▸ **DATA FOR THIS EXERCISE**:
PR #166, opened 2019-02-26
Add modulemap

dflems:


include/SPTDataLoader/module.modulemap
```diff
@@ -0,0 +1,19 @@
+module SPTDataLoader {
+    umbrella header "SPTDataLoader.h"
+
+    header "SPTDataLoaderAuthoriser.h"
```
JensAyton: Surely listing these as well as the `umbrella header` clause is redundant?

dflems: I dunno! I'm going by some examples I've seen elsewhere.

dflems: Figured it would be best to be as complete as possible.

JensAyton: I really don’t think so, this is effectively specifying headers twice which is at best unnecessary complexity

PR #172, opened 2019-08-12
Refuse new requests if session has become invalid

fabriziodemaria:
We have observed an issue where the underlying `NSURLSession` gets invalidated during App's shutdown and after that new attempts to create tasks for that session are initiated, causing a crash of the App with message: `Task created in a session that has been invalidated`.

This PR attempts to make the `SPTDataLoader` more forgiving in this scenario, rejecting new requests/task without crashing the App.

_Note: The solution currently proposed proved to be racy when a new task is created right after the `NSURLSession` is invalidated. Hence this PR is marked as Work-In-Progress while looking at other possible ways to fix the problem._


fabriziodemaria:
Stale PR, we can reopen if needed in the future.

PR #175, opened 2019-09-04
Add per-request waitsForConnectivity flag

JensAyton:
* Adds `waitForConnectivity` flag to `SPTDataLoaderRequest`
* Adds a mechanism to support multiple `NSURLSession`s and select between them for each request
* Routes `waitingForConnectivity` notification through the various layers

Missing:
- ~[ ] Tests~ — not effectively testable
- [x] Documentation
- [x] The request sent to the delegate is currently the internal copy of the request made by SPTDataLoader for reasons, this is bad.

### DIFF
--- a/Sources/SPTDataLoaderFactory.m
+++ b/Sources/SPTDataLoaderFactory.m
@@ -31,7 +31,7 @@
 
 NS_ASSUME_NONNULL_BEGIN
 
-@interface SPTDataLoaderFactory () <SPTDataLoaderRequestResponseHandlerDelegate, SPTDataLoaderAuthoriserDelegate>
+@interface SPTDataLoaderFactory () <SPTDataLoaderRequestResponseHandlerDelegate, SPTDataLoaderAuthoriserDelegate, SPTDataLoaderRequestResponseHandler>
 
 @property (nonatomic, strong) NSMapTable<SPTDataLoaderRequest *, id<SPTDataLoaderRequestResponseHandler>> *requestToRequestResponseHandler;
 @property (nonatomic, strong, readwrite) dispatch_queue_t requestTimeoutQueue;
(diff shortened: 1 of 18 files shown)


JensAyton:
“The request sent to the delegate is currently the internal copy of the request made by SPTDataLoader for reasons, this is bad.”

Apparently this happens with all delegate methods and you have to use numerical identifiers if you want to tell requests apart. ¯\_(ツ)_/¯

Sources/SPTDataLoaderFactory.m
```diff
@@ -31,7 +31,7 @@ Licensed to the Apache Software Foundation (ASF) under one
 
 NS_ASSUME_NONNULL_BEGIN
 
-@interface SPTDataLoaderFactory () <SPTDataLoaderRequestResponseHandlerDelegate, SPTDataLoaderAuthoriserDelegate>
+@interface SPTDataLoaderFactory () <SPTDataLoaderRequestResponseHandlerDelegate, SPTDataLoaderAuthoriserDelegate, SPTDataLoaderRequestResponseHandler>
```
JensAyton: Bug fix: `SPTDataLoaderFactory` is used as a `SPTDataLoaderRequestResponseHandler` but didn’t formally conform to it.

Sources/SPTDataLoaderService.m
```diff
@@ -52,6 +54,10 @@ @interface SPTDataLoaderService () <SPTDataLoaderRequestResponseHandlerDelegate,
 @end
 
 @implementation SPTDataLoaderService
+{
+    NSURLSession *_nonWaitingSession;
+    NSURLSession *_waitingSession;
```
JensAyton: The `sessionForRequest:` mechanism could be extended to handle other session configuration flags, such as [`allowsCellularAccess`](https://developer.apple.com/documentation/foundation/nsurlsessionconfiguration/1409406-allowscellularaccess?language=objc), [`allowsExpensiveNetworkAccess`](https://developer.apple.com/documentation/foundation/nsurlsessionconfiguration/3235752-allowsexpensivenetworkaccess?language=objc), and [`allowsConstrainedNetworkAccess`](https://developer.apple.com/documentation/foundation/nsurlsessionconfiguration/3235751-allowsconstrainednetworkaccess?language=objc) (iOS 13 Low Data Mode).

If we do this, I’d suggest merging the flags into a bitfield, masking out the ones that aren’t available on the current OS, and using that as a key into a dictionary of `NSURLSession`s.

Sources/SPTDataLoaderRequestTaskHandler.h
```diff
@@ -73,6 +73,10 @@ NS_ASSUME_NONNULL_BEGIN
  @return The response object unless the request was cancelled or will be re-tried in which case `nil` is returned.
  */
 - (nullable SPTDataLoaderResponse *)completeWithError:(nullable NSError *)error;
+/**
+ Called when a request with waitsForConnectivity enters the waiting state
+*/
+- (void)noteWaitingForConnectivity;
```
JensAyton: This isn’t a very good name, but because `SPTDataLoaderRequestTaskHandler` doesn’t follow the delegate naming convention it’s hard to come up with a good verb form.

PR #178, opened 2019-09-13
Convert to github workflow

dflems:
Will update branch protection rules & webhooks once I have a +1


ci/run.sh
```diff
@@ -105,7 +106,22 @@ xcb "Run tests for tvOS" test \
 #
 # CODECOV
 #
+
+# output a bunch of stuff that codecov might recognize
```
rastersize: Is this because Codecov doesn’t support/recognize GitHub workflows yet?

dflems: The bash script doesn't recognize GH workflows as a CI provider. They have a GH action, but it's not as parameterizable as the bash script. Thinking about kicking a PR [upstream](https://github.com/codecov/codecov-bash) to add support for it.

PR #179, opened 2019-09-17
Add a property to indicate whether request is serviced from cache

dmakarov:


Sources/SPTDataLoaderService.m
```diff
@@ -237,6 +237,8 @@ - (void)performRequest:(SPTDataLoaderRequest *)request
     if (request.backgroundPolicy == SPTDataLoaderRequestBackgroundPolicyAlways) {
         task = [self.session downloadTaskWithRequest:urlRequest];
     } else {
+        NSCachedURLResponse *cachedResponse = [self.session.configuration.URLCache cachedResponseForRequest:urlRequest];
+        request.isCached = cachedResponse != nil;
```
dflems: Is there no other way to know that a response came from the cache? It feels a little weird to mutate the _request_ for this, no? Wouldn't it make more sense as a property on the response object? `cameFromCache` - something like that?

dmakarov: I didn’t find a better way to find out if a response may be coming from the cache. It seems at this point in code the response isn’t available yet, that’s why the request is mutated. Moreover the request is used in request accounting reporting therefore it’s convenient to store the property in the request object. We need this property to avoid overreporting network traffic in request accounting messages.

dflems: Have you verified that the right value comes back in the delegate callbacks? IIRC the request is `copy`ed at some point.

dflems: We should probably use the async `getCachedResponseForDataTask:completionHandler:` method, and if we get a hit, we can short-circuit even pushing the data through the URL session and just fire the delegate callbacks manually. Maybe easier said than done.

dmakarov: Do you have examples of using `getCachedResponseForDataTask`? I can't seem to find any.

Sources/SPTDataLoaderRequestTaskHandler.m
```diff
@@ -198,7 +203,16 @@ - (BOOL)mayRedirect
...
+    [self.cache getCachedResponseForDataTask:(NSURLSessionDataTask*)self.task
+                           completionHandler:^(NSCachedURLResponse *cachedResponse) {
+        if (cachedResponse) {
+            [self.task cancel];
+            self.cancelled = YES;
+            [self receiveResponse:(NSURLResponse*)cachedResponse];
+        } else {
+            self.executionBlock();
+        }
+    }];
```
dmakarov: @dflems This is incomplete, but is this the direction I should explore?

Sources/SPTDataLoaderRequestTaskHandler.m
```diff
@@ -198,7 +209,23 @@ - (BOOL)mayRedirect
 - (void)start
 {
     self.started = YES;
-    self.executionBlock();
+    [self.session.configuration.URLCache getCachedResponseForDataTask:(NSURLSessionDataTask*)self.task
+                                                    completionHandler:^(NSCachedURLResponse *cachedResponse) {
+        NSLog(@"getCachedResponseForDataTask completionHandler got response %p", (__bridge void*)cachedResponse);
+        if (cachedResponse) {
+            [self.task cancel];
```
gitrema: this is dangerous. There is no way to check the etag is still valid without contacting the server, for example

gitrema: From the documentation is not clear if expired content in the cache will be served or discarded

dmakarov:
Closing this for now to rework with an approach that adds a special header when a response is stored in the cache, which we can later use to recognizes the responses received from the cache.

PR #180, opened 2019-10-04
Add a method to check whether a response is returned from cache

dmakarov:


Sources/SPTDataLoaderURLCache.m
```diff
@@ -0,0 +1,60 @@
...
+@implementation SPTDataLoaderURLCache
+
+#pragma mark SPTDataLoaderURLCache
+
+- (NSCachedURLResponse *)addCachedHeaderToResponse:(NSCachedURLResponse *)cachedResponse
+{
+    if ([cachedResponse.response isKindOfClass:[NSHTTPURLResponse class]]) {
+        NSHTTPURLResponse *response = (NSHTTPURLResponse*) cachedResponse.response;
+        NSMutableDictionary *headers = [response.allHeaderFields mutableCopy];
+        headers[@"Cached"] = @"YES";
```
gitrema: For the header name I would use a more weird string to avoid clashing with an existent one. Something like @"X-SPTDataLoader-Cache-Header" and put it as a constant in a shared header file.

gitrema:
It seems some tests can be added

Sources/SPTDataLoaderURLCache.m
dmakarov: updated.

Sources/SPTDataLoaderResponse.m
```diff
@@ -62,8 +63,19 @@ - (instancetype)initWithRequest:(SPTDataLoaderRequest *)request response:(nullab
                                              code:httpResponse.statusCode
                                          userInfo:nil];
             }
-            _responseHeaders = httpResponse.allHeaderFields;
+            NSString* value = [_responseHeaders valueForKey:SPTDataLoaderURLCacheSpecialHeader];
```
gitrema: Did you mean to use `httpResponse.allHeaderFields` instead of `_responseHeaders` here?
Otherwise it looks to me you are using an uninitialised member

dmakarov: good catch. thank you. working on tests now.

dmakarov:
@gitrema Added tests.

Sources/SPTDataLoaderURLCache.h
```diff
@@ -0,0 +1,31 @@
...
+ "AS IS" BASIS, WITHOUT WARRANTIES OR CONDITIONS OF ANY
+ KIND, either express or implied.  See the License for the
+ specific language governing permissions and limitations
+ under the License.
+ */
+#import <Foundation/Foundation.h>
+
+NS_ASSUME_NONNULL_BEGIN
+
+static NSString * const SPTDataLoaderURLCacheSpecialHeader = @"X-SPTDataLoader-Cache-Header";
```
gitrema: I think it would be safer to put the definition in the .m file and just declare the symbol as external

Sources/SPTDataLoaderResponse.m
```diff
@@ -63,6 +65,13 @@ - (instancetype)initWithRequest:(SPTDataLoaderRequest *)request response:(nullab
                                          userInfo:nil];
             }
             _responseHeaders = httpResponse.allHeaderFields;
+            NSString* value = [_responseHeaders valueForKey:SPTDataLoaderURLCacheSpecialHeader];
+            if (value && [value isEqualToString:@"YES"]) {
+                NSMutableDictionary *headers = [httpResponse.allHeaderFields mutableCopy];
+                [headers removeObjectForKey:@"Cached"];
```
gitrema: Shouldn't be that one SPTDataLoaderURLCacheSpecialHeader ?

Sources/SPTDataLoaderURLCache.h
dmakarov: good point

Sources/SPTDataLoaderResponse.m
dmakarov: oops. indeed. good catch

PR #181, opened 2019-10-09
Turn SPTDataLoaderResponseHTTPStatusCode back to a regular enum

JensAyton:
In #174 I changed this from `NS_ENUM` to `NS_ERROR_ENUM` for modern style and better bridging to Swift. However, it turns out that `SPTDataLoaderResponseHTTPStatusCode` is used _both_ as an `NSError` code and in other contexts, which is terribad and breaks things.

See https://github.com/spotify/SPTDataLoader/commit/5f62f06b955dac2cd5ccb4dea27be73dad5d39af#r35424354

@dmakarov @gitrema

### DIFF
--- a/include/SPTDataLoader/SPTDataLoaderResponse.h
+++ b/include/SPTDataLoader/SPTDataLoaderResponse.h
@@ -22,10 +22,8 @@
 
 NS_ASSUME_NONNULL_BEGIN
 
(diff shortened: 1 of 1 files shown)


dmakarov:
can someone merge this please, @JensAyton @gitrema? thanks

▸ **PROBLEM REQUIREMENTS**:
Using the material above, gather every line that includes "effectively".

▸ **SOLUTION TO THE PROBLEM**:
JensAyton: I really don’t think so, this is effectively specifying headers twice which is at best unnecessary complexity
- ~[ ] Tests~ — not effectively testable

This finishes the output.